JuergenFleiss / aTrain

A GUI tool for offline transcription of speech recordings, including speaker diarization, utilizing state-of-the-art machine learning models.
Other
300 stars 20 forks source link

aTrain crashes when filenames contain special characters #27

Open JuergenFleiss opened 2 months ago

JuergenFleiss commented 2 months ago

Ok, this is a current bug. Workaround is to of course not use special characters like # in your filenames.

Thanks to @wenyuan-wu and @hirowa for figuring this out and confirming it in https://github.com/JuergenFleiss/aTrain/issues/20.

Will try to fix this in a future version, happy for ideas or pull requests; in fact, maybe the file sanitizing part, using secure_filename, of https://github.com/JuergenFleiss/aTrain/pull/21 by @SjDayg is already the way to go.
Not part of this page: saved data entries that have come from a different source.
PR #2850, opened 2024-06-27
fix: ensure slotchange events are handled correctly in hydration

kyubisation:
This PR slightly changes how we handled slotchange events during hydration. Previously we would stop slotchange events during hydration and re-dispatch them afterwards. However, it seems that during true page load with server side rendering, slotchange events are not dispatched at all. So we changed the logic to just generally suppress slotchange events during hydration and manually dispatch a slotchange event, for any slot having content assigned, after the hydration is finished.


jeripeierSBB (approved):
LGTM! Is there no way we could test this? It feels like a lot of changes but no tests for it

PR #2852, opened 2024-06-27
test(sbb-menu): add visual tests

DavideMininni-Fincons:
NOTE FOR REVIEWERS

there's an issue in the menu.visual.spec.ts: 
- the `viewportHeight: 400` in the describeEach seems to be required to correctly display the component in zero-breakpoint;
- the explicit `await setViewport({ width: SbbBreakpointMediumMin, height: 400 });` is needed to correctly display the menu in medium-breakpoint, otherwise its position seems to be at top-left of the page.


src/elements/menu/menu-button/menu-button.stories.ts
```diff
@@ -8,7 +8,6 @@ import { sbbSpread } from '../../../storybook/helpers/spread.js';
 
 import readme from './readme.md?raw';
 import './menu-button.js';
-import '../../icon.js';
```
TomMenga, line 11: Are you sure it's not needed?

src/elements/menu/menu-button/menu-button.visual.spec.ts
```diff
@@ -0,0 +1,96 @@
...
+            },
+          );
+        }),
+      );
+    });
+
+    for (const disabled of [true, false]) {
+      it(
+        `long label disabled=${disabled} ${visualDiffDefault.name}`,
+        visualDiffDefault.with(async (setup) => {
```
TomMenga, line 74: Maybe I'd also test hover and focus here

src/elements/menu/menu-link/menu-link.visual.spec.ts
```diff
@@ -0,0 +1,96 @@
...
+            },
+          );
+        }),
+      );
+    });
+
+    for (const disabled of [true, false]) {
+      it(
+        `long label disabled=${disabled} ${visualDiffDefault.name}`,
+        visualDiffDefault.with(async (setup) => {
```
TomMenga, line 74: Maybe I'd also test hover and focus here

src/elements/menu/menu/menu.visual.spec.ts
```diff
@@ -0,0 +1,128 @@
...
+              </sbb-menu-link>
+              <sbb-menu-button icon-name="pen-small" amount="16" disabled> Edit </sbb-menu-button>
+              <sbb-menu-button icon-name="swisspass-small" amount="123"> Details</sbb-menu-button>
+              <sbb-divider></sbb-divider>
+              <sbb-menu-button icon-name="cross-small">Cancel</sbb-menu-button>
+            </sbb-menu>
+          `,
+          { minHeight: '400px' },
+        );
+        await setViewport({ width: SbbBreakpointMediumMin, height: 400 });
```
TomMenga, line 47:
```suggestion
        await setViewport(this.test?.ctx?.['requestViewport']);
```
Little suggestion 

 Ps.
From my understanding, you need to set the viewport before opening the menu to position it correctly which seems reasonable.
I think @jeripeierSBB mentioned a stability problem on webkit if we set the viewport before the fixture. Not sure if it applies here

src/elements/menu/menu/menu.visual.spec.ts
```diff
@@ -0,0 +1,128 @@
...
+              <sbb-menu-button>Nederlands</sbb-menu-button>
+              <sbb-menu-button>Suomi</sbb-menu-button>
+              <sbb-menu-button>українська мова</sbb-menu-button>
+              <sbb-menu-button>አማርኛ</sbb-menu-button>
+              <sbb-menu-button>ქართული ენა</sbb-menu-button>
+              <sbb-menu-button>Afrikaans</sbb-menu-button>
+              <sbb-menu-button>Svenska</sbb-menu-button>
+              <sbb-menu-button>Dansk</sbb-menu-button>
+              <sbb-menu-button>Nederlands</sbb-menu-button>
+              <sbb-menu-button>Suomi</sbb-menu-button>
```
TomMenga, line 83: I would use the repeat or something like
```
new Array(10).map(_ => html`...`)
```

TomMenga (changes requested):
GG
Some minor fixes and topics

src/elements/menu/menu-button/menu-button.visual.spec.ts
DavideMininni-Fincons: disabled case has no focus/icon, but i could split in two (disabled default + long label default/hover/focus)
what do you think?

src/elements/menu/menu/menu.visual.spec.ts
DavideMininni-Fincons: `this` is undefined, but i totally agree with you about moving the logic before the `withFixture`
the same issue is present in the notification and i possibly in every overlay component (hope not)

src/elements/menu/menu-button/menu-button.visual.spec.ts
TomMenga: I'd like to test that focus and hover do not have any visual effect (since it's something that we handle manually in our implementation). A sort of non-regression test

src/elements/menu/menu-button/menu-button.visual.spec.ts
```diff
@@ -0,0 +1,95 @@
...
+    disabled,
+    slottedIcon,
+  }: typeof defaultArgs): TemplateResult => html`
+    ${repeat(
+      new Array(3),
+      (_, index) => html`
+        <sbb-menu-button
+          amount=${amount || nothing}
+          icon-name=${iconName || nothing}
+          .disabled=${disabled}
```
jeripeierSBB, line 37: doesn't matter but would also work :P
```suggestion
          ?disabled=${disabled}
```

src/elements/menu/menu-link/menu-link.visual.spec.ts
```diff
@@ -0,0 +1,95 @@
...
+    slottedIcon,
+  }: typeof defaultArgs): TemplateResult =>
+    html` ${repeat(
+      new Array(3),
+      (_, index) => html`
+        <sbb-menu-link
+          href="#"
+          amount=${amount || nothing}
+          icon-name=${iconName || nothing}
+          .disabled=${disabled}
```
jeripeierSBB, line 38: optional
```suggestion
          ?disabled=${disabled}
```

jeripeierSBB (commented):
Should we also discuss the viewport stuff?

jeripeierSBB (approved):
LGTM

PR #2853, opened 2024-06-28
build: inline koa-connect

kyubisation:
This PR inlines the `koa-connect` functionality, as the logic is fairly simple.


TomMenga (approved):
LGTM 👍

Couldn't quickly find the documentation for all that this is doing.

SjDayg commented 2 months ago

Hi, yes, https://github.com/JuergenFleiss/aTrain/pull/21/commits/86911b6ddafbe4e64734e85d777e5ea453be4cb8 should fix it.
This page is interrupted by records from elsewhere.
PR #2869, opened 2024-07-01
test(sbb-title): implement visual regression tests

MarioCastigliano:
not sure if it's worth testing all viewport sizes

### DIFF
--- a/src/elements/title/title.visual.spec.ts
+++ b/src/elements/title/title.visual.spec.ts
@@ -1,0 +1,35 @@
+import { html } from 'lit';
+
+import { describeViewports, visualDiffDefault } from '../core/testing/private.js';
+
+import '../title.js';
+
+describe(`sbb-title`, () => {
+  describeViewports({ viewports: ['zero', 'small', 'large', 'ultra'] }, () => {
+    for (const level of ['1', '2', '3', '4', '5', '6']) {
+      it(
+        `visual level ${level}`,
+        visualDiffDefault.with(async (setup) => {
+          await setup.withFixture(
+            html`<sbb-title level=${level}>
+              Data without insights are trivial, and insights without action are pointless
+            </sbb-title>`,
+          );
+        }),
+      );
+    }
+
+    it(
+      'negative',
+      visualDiffDefault.with(async (setup) => {
+        await setup.withFixture(
+          html` <div style="padding: 1rem; background-color: var(--sbb-color-charcoal);">
+            <sbb-title negative>
+              Data without insights are trivial, and insights without action are pointless
+            </sbb-title>
+          </div>`,
+        );
+      }),
+    );
+  });
+});
--- a/src/elements/title/title.visual.spec.ts
+++ b/src/elements/title/title.visual.spec.ts
@@ -5,15 +5,21 @@ import { describeViewports, visualDiffDefault } from '../core/testing/private.js
 import '../title.js';
 
 describe(`sbb-title`, () => {
-  describeViewports({ viewports: ['zero', 'small', 'large', 'ultra'] }, () => {
+  describeViewports({ viewports: ['zero', 'small', 'medium', 'large', 'ultra'] }, () => {
     for (const level of ['1', '2', '3', '4', '5', '6']) {
       it(
-        `visual level ${level}`,
+        `level=${level}`,
         visualDiffDefault.with(async (setup) => {
           await setup.withFixture(
             html`<sbb-title level=${level}>
-              Data without insights are trivial, and insights without action are pointless
-            </sbb-title>`,
+                Data without insights are trivial, and insights without action are pointless
+              </sbb-title>
+              <article>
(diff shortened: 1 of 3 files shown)


src/elements/title/title.visual.spec.ts
```diff
@@ -0,0 +1,35 @@
...
+    it(
+      'negative',
+      visualDiffDefault.with(async (setup) => {
+        await setup.withFixture(
+          html` <div style="padding: 1rem; background-color: var(--sbb-color-charcoal);">
+            <sbb-title negative>
+              Data without insights are trivial, and insights without action are pointless
+            </sbb-title>
+          </div>`,
+        );
```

I just tested the fix, just to be sure and it worked on Linux Debian 11. Uploading the files a#b.mp4 and b#c.mp4 produced this:

root@0f968cdb036e:~/Documents/aTrain/transcriptions# find -type f
./2024-07-09 19-35-13 ab.mp4/metadata.txt
./2024-07-09 19-35-13 ab.mp4/transcription.json
./2024-07-09 19-35-13 ab.mp4/transcription.txt
./2024-07-09 19-35-13 ab.mp4/transcription_timestamps.txt
./2024-07-09 19-35-13 ab.mp4/transcription_maxqda.txt
./2024-07-09 19-35-13 ab.mp4/transcription.srt
./2024-07-09 19-39-53 bc.mp4/metadata.txt
./2024-07-09 19-39-53 bc.mp4/transcription.json
./2024-07-09 19-39-53 bc.mp4/transcription.txt
./2024-07-09 19-39-53 bc.mp4/transcription_timestamps.txt
./2024-07-09 19-39-53 bc.mp4/transcription_maxqda.txt
./2024-07-09 19-39-53 bc.mp4/transcription.srt

The fix btw also allows for .opus files which is a normal audio format that is also supported by ffmpeg (also tested by me sometime in the past).
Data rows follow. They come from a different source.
PR #2878, opened 2024-07-02
test(sbb-select): add visual tests

DavideMininni-Fincons:


src/elements/select/select.visual.spec.ts
```diff
@@ -0,0 +1,251 @@
...
+
+  describeViewports({ viewports: ['zero', 'medium'], viewportHeight: 400 }, () => {
+    for (const negative of [false, true]) {
+      for (const visualDiffState of [visualDiffDefault, visualDiffFocus]) {
+        it(
+          `state=above negative=${negative} ${visualDiffState.name}`,
+          visualDiffState.with(async (setup) => {
+            await setup.withFixture(
+              html`
+                <div style="position: absolute; inset-block-end: 2rem; width: calc(100% - 4rem);">
```
jeripeierSBB, line 107: Did you try without width information? I think it causes horizontal problems: https://lyne-components-visual-regression-diff-pr2878.app.sbb.ch/compare/sbb-select/state=above_negative=false_default.

src/elements/select/select.visual.spec.ts
```diff
@@ -0,0 +1,251 @@
...
+import '../form-field.js';
+import '../option.js';
+import './select.js';
+
+describe('sbb-select', () => {
+  const valueEllipsis: string = 'This label name is so long that it needs ellipsis to fit.';
+  const defaultArgs = {
+    borderless: false,
+    negative: false,
+    floatingLabel: false,
```
jeripeierSBB, line 15: I see no tests with floatingLabel true, should we add or remove floatingLabels from arguments?

src/elements/select/select.visual.spec.ts
```diff
@@ -0,0 +1,251 @@
...
+    withOptionGroup,
+    disableGroup,
+    withEllipsis,
+    ...args
+  }: typeof defaultArgs): TemplateResult => {
+    if (args.multiple && args.value) {
+      args.value = [args.value as string];
+    }
+    return html`
+      <div>
```
jeripeierSBB, line 69: Can this div be removed?

src/elements/select/select.visual.spec.ts
DavideMininni-Fincons: There are no stories in storybook too; i propose to remove it, since the floating case is handled in the form-field.
What do you think?

jeripeierSBB: ok!

src/elements/select/select.visual.spec.ts
DavideMininni-Fincons: I removed as a test, in local the form-field was a bit shrinked, let's see :)

jeripeierSBB: should be ok I think.

jeripeierSBB (approved):
LGTM

PR #2882, opened 2024-07-03
test(sbb-popover, sbb-popover-trigger): add visual spec

TomMenga:


DavideMininni-Fincons (commented):
Almost perfect

TomMenga:
> Almost perfect
> 
> edit: looking at storybook, it could be possibile to test also the hover case?

Do you mean to test the open when hovering? 
I feel like that's not a responsibility of visual specs though

DavideMininni-Fincons (approved):

PR #2883, opened 2024-07-03
test(sbb-toast): add visual spec

TomMenga:


src/elements/toast/toast.visual.spec.ts
```diff
@@ -0,0 +1,72 @@
...
+  const positionCases = [
+    'top-start',
+    'top-center',
+    'top-end',
+    'bottom-start',
+    'bottom-center',
+    'bottom-end',
+  ];
+
+  describeViewports({ viewports: ['zero', 'medium'], viewportHeight: 300 }, () => {
```
jeripeierSBB, line 24: I see some zero screenshots not present. is there any error present?

jeripeierSBB: e.g. `https://lyne-components-visual-regression-diff-pr2883.app.sbb.ch/compare/sbb-toast/icon=false-action=button_`

src/elements/toast/toast.visual.spec.ts
```diff
@@ -0,0 +1,72 @@
...
+    describeEach(cases, ({ icon, action }) => {
+      it(
+        '',
```
jeripeierSBB, line 27: This leads to an underscore at the end in the test name. should we clean this somehow? (see link above)

src/elements/toast/toast.visual.spec.ts
TomMenga: I believe the empty name is the cause of it. I'll have a look and see if we can easily fix it

 I just wanted to avoid a useless 'default' :/

TomMenga: I forgot an await :| 
I was unfair to blame the test name

src/elements/toast/toast.visual.spec.ts
TomMenga: I added a `trim()` before the title transformation. It solves the problem and should not lead to any regression (except for the tests that ended with a white space)

PR #2888, opened 2024-07-04
test(skiplink-list): add visual spec

TomMenga:


src/elements/skiplink-list/skiplink-list.visual.spec.ts
```diff
@@ -0,0 +1,64 @@
...
+`;
+
+describe(`sbb-skiplink-list`, () => {
+  describeViewports({ viewports: ['zero', 'medium'] }, () => {
+    it(
+      'not focused',
+      visualDiffDefault.with(async (setup) => {
+        await setup.withFixture(
+          html` <sbb-skiplink-list title-content="Skip to"> ${links()} </sbb-skiplink-list> `,
+          { minHeight: '100px' },
```
DavideMininni-Fincons, line 21: you can refactor this by creating a const and passing it in tests

src/elements/skiplink-list/skiplink-list.visual.spec.ts
```diff
@@ -0,0 +1,64 @@
...
+const links = (): TemplateResult => html`
+  <sbb-block-link href="#">Link 1</sbb-block-link>
+  <sbb-block-link href="#">Link 2</sbb-block-link>
+  <sbb-block-link href="#">Link 3</sbb-block-link>
+`;
+
+describe(`sbb-skiplink-list`, () => {
+  describeViewports({ viewports: ['zero', 'medium'] }, () => {
+    it(
+      'not focused',
```
DavideMininni-Fincons, line 17: this looks like the 'no title' but unfocused; could we have a for cycle with default/focus?

DavideMininni-Fincons (commented):
Looks good, some comments added

src/elements/skiplink-list/skiplink-list.visual.spec.ts
```diff
@@ -0,0 +1,64 @@
...
+            <sbb-skiplink-list>
+              <span slot="title">Slotted title</span>
+              ${links()}
+            </sbb-skiplink-list>
+          `,
+          { minHeight: '100px' },
+        );
+      }),
+    );
+  });
```
jeripeierSBB, line 63: Should we really test visually hidden stuff? btw. there is a visual-level attribute on the title which could be removed

TomMenga: Maybe I'm being too zealous but I believe it's the only way we have to be sure that they stay hidden :/

jeripeierSBB: ok that's true, but maybe remove just the slottted one?

DavideMininni-Fincons (approved):
LGTM

jeripeierSBB (approved):
LGTM

PR #2890, opened 2024-07-04
fix(sbb-button): fix high contrast styles

jeripeierSBB:


src/elements/button/button-static/button-static.visual.spec.ts
```diff
@@ -0,0 +1,28 @@
...
+import { describeViewports, visualDiffStandardStates } from '../../core/testing/private.js';
+
+import './button-static.js';
+
+// We test only the differences to the sbb-button and sbb-button-link
+describe(`sbb-button-static`, () => {
+  describeViewports({ viewports: ['zero'] }, () => {
+    for (const forcedColors of [false, true]) {
+      describe(`forcedColors=${forcedColors}`, () => {
+        for (const state of visualDiffStandardStates) {
```
DavideMininni-Fincons, line 12: static button don't need focus since it cant be focused

DavideMininni-Fincons (approved):
LGTM, just a case can be removed

src/elements/button/button-static/button-static.visual.spec.ts
jeripeierSBB: my plan was to ensure it's not focused :D

DavideMininni-Fincons: oh, so it's fine as it is :D and maybe i should recheck some old commits of mine, because i feel i avoided that specific case

jeripeierSBB: The more I think I tend to remove it. :D

jeripeierSBB: I removed it :D__

PR #2895, opened 2024-07-05
test(sbb-selection-expansion-panel): add visual spec

TomMenga:


MarioCastigliano (approved):
Looking good, maybe I would try to optimize the number of screenshots since for all the cases where the panel is closed the visual tests on the radio-button/checkbox would practically overlap

DavideMininni-Fincons (approved):
Looks good!

jeripeierSBB (commented):
Basically looks good. One thought:
Comparing https://lyne-components-visual-regression-diff-pr2895.app.sbb.ch/compare/sbb-selection-expansion-panel/checkbox_group_with_error to https://lyne-components-visual-regression-diff-pr2895.app.sbb.ch/compare/sbb-selection-expansion-panel/radio_button_group_with_error has a shift between the price. is this only an example problem or do we have style problems in the component itself?

TomMenga:
> https://lyne-components-visual-regression-diff-pr2895.app.sbb.ch/compare/sbb-selection-expansion-panel/checkbox_group_with_error

I was already investigating it and I'd say it's a component problem. This is due to the different "dom structure" between the radio and the checkbox. 
Since the fix might impact several components, I'd like a baseline to compare to. So I'm going to merge this and open a new one for the fix

PR #2896, opened 2024-07-05
test(sbb-slider): add visual tests

DavideMininni-Fincons:


src/elements/slider/slider.visual.spec.ts
```diff
@@ -0,0 +1,89 @@
...
+
+  const variants = [
+    { name: 'standalone', template: standaloneTemplate },
+    { name: 'form-field', template: formFieldTemplate },
+  ];
+
+  describeViewports({ viewports: ['zero', 'medium'] }, () => {
+    for (const variant of variants) {
+      for (const visualDiffState of [visualDiffDefault, visualDiffFocus]) {
+        it(
```
MarioCastigliano, line 52: Since it's 5 tests instead of inlining variant.name each time you could wrap them in a describe block, what do you think?

src/elements/slider/slider.visual.spec.ts
```diff
@@ -0,0 +1,91 @@
...
+
+  const variants = [
+    { name: 'standalone', template: standaloneTemplate },
+    { name: 'form-field', template: formFieldTemplate },
+  ];
+
+  describeViewports({ viewports: ['zero', 'medium'] }, () => {
+    for (const variant of variants) {
+      describe(`${variant.name}`, () => {
+        for (const visualDiffState of [visualDiffDefault, visualDiffFocus]) {
```
jeripeierSBB, line 52: active could be tested too I think?

jeripeierSBB (commented):
Basically looks good, what about the active state?

src/elements/slider/slider.visual.spec.ts
DavideMininni-Fincons: good catch :) state added

src/elements/slider/slider.visual.spec.ts
DavideMininni-Fincons: it should be fixed now

jeripeierSBB (approved):
LGTM

PR #3487, opened 2025-03-24
fix(sbb-select): update displayed value on option slot change

jeripeierSBB:


TomMenga (approved):
LGTM 👍 
Should we consider removing the `state-change` event as a breaking change?

jeripeierSBB:
> LGTM 👍 Should we consider removing the `state-change` event as a breaking change?

Good input, but discussed this one during development with @kyubisation. We decided to continue with the change.

PR #3505, opened 2025-03-27
fix: synchronize id references

jeripeierSBB:
We have several components that rely on an id connection. Before this change, when the id was not found when setting the id, the referenced element was never found. With this change we introduce an id reference observer which allows finding id's in the document (rootNode) whenever they appear or vanish. This imitates the browser behavior for id connections.


src/elements/autocomplete/autocomplete-base-element.ts
```diff
@@ -108,7 +125,13 @@ abstract class SbbAutocompleteBaseElement extends SbbNegativeMixin(
     this.showPopover?.();
     this.state = 'opening';
     this._triggerElement?.toggleAttribute('data-expanded', true);
-    this._setOverlayPosition();
+    const originElement = this.originElement;
+    if (!originElement) {
+      throw new Error(
+        'Cannot find the origin element. Please specify a valid element or read the "origin" prop documentation',
```
DavideMininni-Fincons, line 131:
```suggestion
        'Cannot find the origin element. Please specify a valid element or check the usage of the "origin" property from the documentation',
```

DavideMininni-Fincons (approved):
LGTM

note: there are some TODOS left: will they be fixed here or in a following PR?

kyubisation (approved):
LGTM 👍

PR #3506, opened 2025-03-27
refactor(sbb-date-input): feature detect plaintext-only support

kyubisation:
Currently we do not use `contenteditable="plaintext-only"` on Firefox, as it was not supported. Now that support has landed, we are switching to feature detection.


jeripeierSBB (approved):
LGTM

JuergenFleiss commented 2 months ago

Great! Could you make a pull request with that for the new backend? https://github.com/JuergenFleiss/atrain_core

Then your fix and extension will be included in the next version and I think you would otherwise not get credit.

SjDayg commented 2 months ago

Hi, the issue isn't currently there with the cli. So no fix required here.